Он знал это. Он всю дорогу готовил убедительные, неопровержимые доводы. И знал, что они бесполезны. Она не поедет. Он сам поступил бы так же.
«Но я мужчина и врач, — убеждал он себя (и то и другое он ценил очень высоко), — а она слабая, маленькая девочка».
С жаром он начал уговаривать ее. Это не дезертирство. Это переброска. Простая переброска. Он сам не верил в то, что говорил. Она молча слушала и качала головой. Тогда смолк и он. Потом произнес, отвернувшись:
— А я уж квартирку для нас отремонтировал, — и печально свистнул.
Она вдруг ясно увидела эту чистенькую, уютную комнатку. Книги. Виолончель. Стеклянные банки с заспиртованными земноводными. Коврик у тахты. На стене оленья шкура, а на ней охотничьи ружья, ножи, кинжал в оправе из моржовой кости. Это была комнатка, о которой она часто мечтала, бредя за нартами по снегу. Она сама мысленно обставляла ее, передвигала вещи, раскладывала вышитые салфетки на тумбочке, на туалетном столике, на этажерке.
Потом она представила районную школу: теплые классы, парты (как давно не видела она, учительница, парт!), сцена, печь, задрапированная темным ситцем, карта Африки на стене. Странно, Африка — и вдруг здесь даже теплее стало.
«Уехать! — подумала она. — Уехать!» Ей стоило только сказать одно слово. Он ждал.
«А здесь? Как же здесь?» — испугалась она. Она вдруг вспомнила черноглазую Уакат, свою любимицу. Чудесная девочка, она хочет стать учительницей.
А Раутукун? Эта будет врачом, как Волкодав. В следующем году она пойдет работать медсестрой в больницу Сташевского. Что будет с ними, когда она уедет?
Потом она вспомнила вечера у кочевого костра. Кто станет читать чукчам газеты, рассказывать о Большой земле? Она вспомнила, как бережно сушила у костра промокшие, засыпанные снегом листы. Ей показалось, что в яранге запахло гарью, метелью, дорогой. Она улыбнулась. «Я стала кочевницей!»
Как бросишь их, этих людей: сумрачного сильного Теккая, веселого Анчено, ловкого Вуквола?.. Она вспомнила их всех, все кочевье.
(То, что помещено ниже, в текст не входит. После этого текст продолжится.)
PR #552, opened 2022-05-27
TIP  JSON Download Notification

mudssrali:


web/src/pages/targeted-instruction/index.tsx
```diff
@@ -31,26 +36,35 @@ enum Layouts {
...
 			dispatch(fetchTargetedInstruction())
 		}
-	}, [])
+	}, [hasTIPAccess])
+
+	const handleClickBtnDownload = () => {
+		dispatch(fetchTargetedInstruction())
+	}
+
+	const tipDataNotFetched = Object.keys(targetedInstruction).length === 0
```
ZarishIqbal, line 64: Instead of checking the length of keys for `targetedInstruction`, we need to check the length for an inner object like `curriculum`. 
Reason: we assign default empty objects to the inner variables of `targetedInstruction`. 

`const tipDataNotFetched = Object.keys(targetedInstruction?.curriculum).length === 0`

ZarishIqbal (changes requested):
Just one change is required.

web/src/pages/targeted-instruction/index.tsx
mudssrali: It's fine if we check keys only reason is that either we get the complete JSON or not. If we successfully get the JSON data then we store it otherwise it would be empty object.

web/src/actions/index.ts
```diff
@@ -1,6 +1,12 @@
 import Dynamic from '@cerp/dynamic'
 import Syncr from '@cerp/syncr'
-import { ActionTypes, clientType, OnboardingStage, RootDBMergePrefix } from 'constants/index'
+import {
+	ActionTypes,
+	clientType,
```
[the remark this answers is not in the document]
mudssrali: Need to check.

PR #555, opened 2022-06-05
Improve Delete Class with Sections

mudssrali:
This PR show improvements and bugfix for #553


web/src/actions/index.ts
```diff
@@ -463,12 +463,23 @@ export const deleteClass =
...
+				...deletes,
+				{ path: ['db', 'settings', 'classes', 'additionalFees', misClass.id] },
+				{ path: ['db', 'settings', 'classes', 'defaultFee', misClass.id] },
+				{ path: ['db', 'classes', misClass.id] }
+			]
+		} else {
+			deletes = [
+				...deletes,
+				...Object.keys(misClass.sections).map(secId => ({
+					path: ['db', 'classes', misClass.id, 'sections', secId]
```
ZarishIqbal, line 479: You should save class information in class history before deleting it.

web/src/pages/classes/create.tsx
```diff
@@ -530,17 +533,9 @@ const DeleteClassModal = ({
...
-	const totalStudents = useMemo(
-		() => getStudentsInClass(students, sectionIds).length,
-		[students, sectionIds]
-	)
-
 	const alertText = tipUser
-		? ''
-		: 'All fee settings for this class will also be gone. Are you sure you want to proceed?'
+		? 'Are you sure you want to proceed?'
+		: 'All fee settings for this class will also be removed. Are you sure you want to proceed?'
```
ZarishIqbal, line 538: Fee settings aren't removed in the case when all sections are not deleted.

ZarishIqbal (commented):
I have made two suggestions. Kindly, check them out.

web/src/actions/index.ts
mudssrali: We would implement this at some point.

web/src/pages/classes/create.tsx
mudssrali: I intentionally left this. We will take this later.

PR #558, opened 2022-06-08
Remove Test Password

mudssrali:
This is initial thought for password removal and handling test ids.


web/src/pages/targeted-instruction/formative-test/insert-grades.tsx
```diff
@@ -16,56 +18,77 @@ import {
...
+import toTitleCase from 'utils/to-title-case'
 
 const InsertGrades = () => {
 	const students = useStudents()
 	const match = useRouteMatch()
 	const url = match.url.split('/')
+	const { class_name: stdClassName, subject, section_id, test_id } = match.params as Params
 
 	const [state, setState] = useState({ searchText: '' })
+	const [testId, setTestId] = useState<string>(test_id)
```
ZarishIqbal, line 30: The default value can be `testIds[0]` so that it is not randomly selected.

web/src/hooks/useTIPTestIds.ts
```diff
@@ -0,0 +1,24 @@
+import { useAppSelector } from './useAppSelector'
+
+export const useTIPTestIds = (stdClassName: string, subject: string, testType: string) => {
+	const tests = useAppSelector(state => state.targeted_instruction.tests)
```
ZarishIqbal, line 4: We need to handle the case for oral test. The test type in csv is `diag`nostic but the testType passed is `oral-test`

ZarishIqbal (approved):
The initial flow for the password modal removal seems to be working fine.
:+1: 

I do have a few suggestions and a question. 
Do we know which result is being reflected on the results page for the students for whom we have entered scores across multiple versions?

PR #686, opened 2021-03-27
Implement groupDelete service

### LINKED ISSUE #683: groupDelete
## Overview 
Group deletion service

On `DELETE /groups/:id`

## Input
* the group id

## Validations/Restrictions
* The current user must be manager with `memberships_and_group` level (implicitly or explicitly)
* The group must be empty (no active subgroups of any type)
* The group must not be a user

## Actions
* delete the group (with all cascading as done in groupRemoveChild with delete_orphans)

## Output
Generic output

zenovich:
Fixes #683

### DIFF
--- a/app/api/groups/delete_group.go
+++ b/app/api/groups/delete_group.go
@@ -1,6 +1,7 @@
 package groups
 
 import (
+	"errors"
 	"net/http"
 
 	"github.com/go-chi/render"
@@ -24,8 +25,9 @@ import (
 //
 //   Restrictions (otherwise the 'forbidden' error is returned):
 //     * the authenticated user should be a manager with `can_manage` = 'memberships_and_group' on the `{group_id}`,
-//     * the group should not be of type "User",
-//     * the group must be empty (no active subgroups of any type).
+//     * the group should not be of type "User".
+//
+//   Also, the group must be empty (no active subgroups of any type), otherwise the 'not found' error is returned.
 // parameters:
 // - name: group_id
 //   in: path
@@ -41,6 +43,8 @@ import (
 //     "$ref": "#/responses/unauthorizedResponse"
 //   "403":
 //     "$ref": "#/responses/forbiddenResponse"
+//   "404":
+//     "$ref": "#/responses/notFoundResponse"
 //   "500":
 //     "$ref": "#/responses/internalErrorResponse"
 func (srv *Service) deleteGroup(w http.ResponseWriter, r *http.Request) service.APIError {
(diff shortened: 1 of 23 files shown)


app/api/groups/delete_group.go
```diff
@@ -0,0 +1,78 @@
...
+	"github.com/France-ioi/AlgoreaBackend/app/database"
+	"github.com/France-ioi/AlgoreaBackend/app/service"
+)
+
+// swagger:operation DELETE /groups/{group_id} groups groupDelete
+// ---
+// summary: Delete a group
+// description: >
+//   Removes a group, its parent-child relations, and recursively deletes each
+//   new orphaned group.
```
smadbe, line 17: The spec was "The group must be empty (no active subgroups of any type)" so I don't get why you would delete any orphaned group. 🤔

zenovich: Fixed. I was confused by the phrase 'with all cascading as done in groupRemoveChild with delete_orphans'.

app/api/groups/delete_group.go
```diff
@@ -0,0 +1,84 @@
...
+//   The service deletes `groups_groups`, `attempts`, `results`,
+//   `group_membership_changes`, `group_pending_requests`,
+//   `permissions_granted`, `permissions_generated`, and `filters` linked to the group.
+//   Access rights are updated accordingly too.
+//
+//
+//   Restrictions (otherwise the 'forbidden' error is returned):
+//     * the authenticated user should be a manager with `can_manage` = 'memberships_and_group' on the `{group_id}`,
+//     * the group should not be of type "User",
+//     * the group must be empty (no active subgroups of any type).
```
smadbe, line 28: The UI needs to be able to distinguish between these two errors.  
(Probably the group not been empty is more a 400?)

zenovich: fixed (with 404)

smadbe (changes requested):
And if the id is not existing, what is the error? 404 as well I assume (Not documented?)
So we may show "the group you try to delete is not empty" error while actually another admin has deleted the group a few seconds ago. 😕

zenovich:
> And if the id is not existing, what is the error? 404 as well I assume (Not documented?)
> So we may show "the group you try to delete is not empty" error while actually another admin has deleted the group a few seconds ago. 😕

If the group_id doesn't exist, the service returns 403 (because it should be impossible to distinguish invisible groups from absent ones)

smadbe:
So we cannot distinguish between not-visible and not-authorized-to-delete. 🤷‍♂️

smadbe (approved):

PR #689, opened 2021-03-29
Allow setting propagation rules to the same or lower values in itemUpdate

### LINKED ISSUE #532: Update item: allow not changing or decreasing propagation rules
## Motivations
Fix a mistake in the update of the item perm propagation rules:
The doc states "To decrease the propagation level (whatever the level), you do not need any specific permissions on the child item.". It means that a user can submit the same or a lower propagation rule than the current one even if he would not be allowed to give this propagation rule in the first place. 

## Subtasks
* Fix `updateItem` service

zenovich:
Fixes #532


smadbe (approved):
👍

PR #692, opened 2021-03-29
Improve groupManagersView

### LINKED ISSUE #411: Improve `List group managers` service
## Changes

**Note:** Some of these may already be implemented but, if so, are not documented. Doc should include this info.

- If the manager is a user, add his first_name and last_name (no specific permission required)
- Allow manager of ancestor groups to use this service
- If "include_ancestor_groups" is given and set to 1:
  * include the managers of all ancestor groups (so who can manage this group as well)
  * add the inherited level of managership for each perm (can_manage, can_watch_members, can_grant_group_access), take the max among ancestors (including the group itself) (so keep `can_manage` but introduce `ancestors_can_manage` (or `implicit_can_manage` or `inherited_can_manage`,...))

zenovich:
Fixes #411

### DIFF
--- a/app/api/groups/get_managers.feature
+++ b/app/api/groups/get_managers.feature
@@ -4,19 +4,20 @@ Feature: Get managers of group_id
       | login | group_id | first_name  | last_name  | grade |
       | owner | 21       | Jean-Michel | Blanquer   | 3     |
     And the database has the following table 'groups':
-      | id | name        |
-      | 11 | user        |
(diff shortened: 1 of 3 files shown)


smadbe (approved):

smadbe (changes requested):
You should add in the doc that the group is part of its ancestor

smadbe (approved):

PR #710, opened 2021-04-22
groupGet: add more info about membership and managership

### LINKED ISSUE #702: get group: add more info about membership and managership
## Motivations
Be able to display, on group page, info banner such as the blue one in https://france-ioi.github.io/algorea-designs/01.Groups_00.Header_07.Member-of-parent (same for manager, ...)

## Subtasks

Proposal (feel free to suggest something better):
- current_user_is_member -> current_user_is_member and current_user_is_direct_member
- "True when there is an active group->user relation in groups_groups" in the doc -> I prefer we keep something clearer (not db related) for UI devs: "Whether the current user is an (active) direct member of this group"
- descendants_current_user_is_member_of: list of descendant (excluding self) groups (id, name) that the current user is member of 
- current_user_is_manager -> current_user_is_direct_manager and current_user_is_manager (explicit+implicit): whether the current user (or one of his ancestor) is a manager of this group / of this group or one its ancestors
- ancestors_current_user_is_manager_of: list of ancestor (excluding self) groups (id, name) that the current user (or his ancestor groups) is manager of 
- descendants_current_user_is_manager_of: list of descendants (excluding self) groups (id, name) that the current user (or his ancestor groups) is manager of

zenovich:
Fixes #702

### DIFF
--- a/app/api/groups/get_group.feature
+++ b/app/api/groups/get_group.feature
@@ -65,11 +65,14 @@ Feature: Get group by groupID (groupView)
       "code_lifetime": "01:00:00",
       "code_expires_at": "2017-10-14T05:39:48Z",
       "open_activity_when_joining": true,
-      "current_user_is_manager": true,
+      "current_user_managership": "direct",
       "current_user_can_manage": "none",
       "current_user_can_grant_group_access": false,
       "current_user_can_watch_members": false,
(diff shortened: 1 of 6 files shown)


smadbe (approved):
👍

PR #731, opened 2021-05-14
Speed up propagations

### LINKED ISSUE #715: Make the service updating item children faster
Investigate how we can make faster the service updating an item's children.
It is not even possible to reorder children among this (quite top level) chapter: 
```
curl 'https://dev.algorea.org/api/items/1980584647557587953' -X PUT -H 'Accept: application/json, text/plain, */*'-H 'Authorization: Bearer ******' -H 'Content-Type: application/json --data-raw '{"url":null,"uses_api":false,"children":[{"item_id":"39530140456452546","order":0},{"item_id":"1005481689658317378","order":1},{"item_id":"272785095226927012","order":2},{"item_id":"38417679686525447","order":3},{"item_id":"468199841181004922","order":4},{"item_id":"299402844547209142","order":5},{"item_id":"1053382493721676","order":6},{"item_id":"1794094566378556690","order":7},{"item_id":"1236671322844621710","order":8},{"item_id":"184321270892061553","order":9},{"item_id":"812762718770641925","order":10},{"item_id":"624843409166980007","order":11},{"item_id":"972755911692173036","order":12},{"item_id":"619766063193798036","order":13},{"item_id":"15961864736924119","order":14}]}'
```

zenovich:
Fixes #715

This PR make the request mentioned in #715 twice faster on my compute (7 seconds vs 15 seconds on my computer). Note that the request takes as long only for the first, on next runs it completes immediately since the items relations stay unchanged even if we change the ordering.

### DIFF
--- a/app/database/permission_granted_store_compute_all_access.go
+++ b/app/database/permission_granted_store_compute_all_access.go
@@ -99,9 +99,12 @@ func (s *PermissionGrantedStore) computeAllAccess() {
 	defer func() { mustNotBeError(stmtUpdatePermissionsGenerated.Close()) }()
 
 	// marking 'self' permissions_propagate (so all of them) as 'children'
+	// (although all existing rows in permissions_propagate have propagate_to='self' at this moment,
+	//  we still need to use WHERE clause in order for MySQL to use indexes,
+	//  otherwise the query can take minutes to execute)
 	const queryMarkSelfAsChildren = `
 		UPDATE permissions_propagate
-		SET propagate_to = 'children'`
+		SET propagate_to = 'children' WHERE propagate_to='self'`
 	stmtMarkSelfAsChildren, err = s.db.CommonDB().Prepare(queryMarkSelfAsChildren)
 	mustNotBeError(err)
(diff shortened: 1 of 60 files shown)


app/database/permission_granted_store_compute_all_access.go
```diff
@@ -34,14 +34,14 @@ func (s *PermissionGrantedStore) computeAllAccess() {
 		JOIN permissions_generated AS parents
 			ON parents.item_id = items_items.parent_item_id
 		JOIN permissions_propagate AS parents_propagate
-			ON parents_propagate.group_id = parents.group_id AND parents_propagate.item_id = parents.item_id AND
-				 parents_propagate.propagate_to = 'children'
```
smadbe, line 38: how do you find this kind of improvements?

smadbe (approved):
👍 👍

app/database/permission_granted_store_compute_all_access.go
zenovich: I usually go through different alternatives with EXPLAIN and EXPLAIN ANALYZE

PR #733, opened 2021-05-16
Unify hiding of user personal info in all the services (omit first_name and last_name instead of setting them to null)

### LINKED ISSUE #732: Unify hiding of user personal info in all the services (omit first_name and last_name instead of setting them to null)

zenovich:
Fixes #732


smadbe (approved):
I haven't checked everything but I suppose that's correct.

Смелые охотники, честные души. Она узнала и полюбила этот народ, искренний, правдивый, мужественный. Она не раз уже восхищалась их способностям, их удивительной памятью. О, этот народ, у которого все впереди! Он смело перепрыгнул через многие промежуточные ступени культуры. Они уже привыкли к самолету, а еще не видели и не увидят телеги. Она объясняла им, что паровоз — это пароход на земле, а автомобиль — это самолет без крыльев. Они поняли. Они все понимали!
Уехать? Она спокойно уехала бы, если б могла их бережно сдать с рук на руки новой учительнице. «Детишки за год забудут многое из того, чему я их учила, — озабоченно думала она. — Новой учительнице придется начинать все сызнова. И моя работа, мои труды, эти кропотливые, робкие шаги — все пойдет прахом…»
У нее была мечта, мечта синеглазой советской девушки, не ставшей ни пилотом, ни парашютисткой. «Пройдут годы, — мечтала она, — Уакат станет учительницей, Раутукун — доктором… Появится здесь настоящая школа… Все будут грамотны, счастливы… И кто-нибудь спросит их: „Кто научил вас грамоте? Кто приоткрыл перед вами этот ослепительный мир?“ Может быть, они ответят: „Учителька Таня“. И память о синеглазой Тане с Днепра будет жить здесь».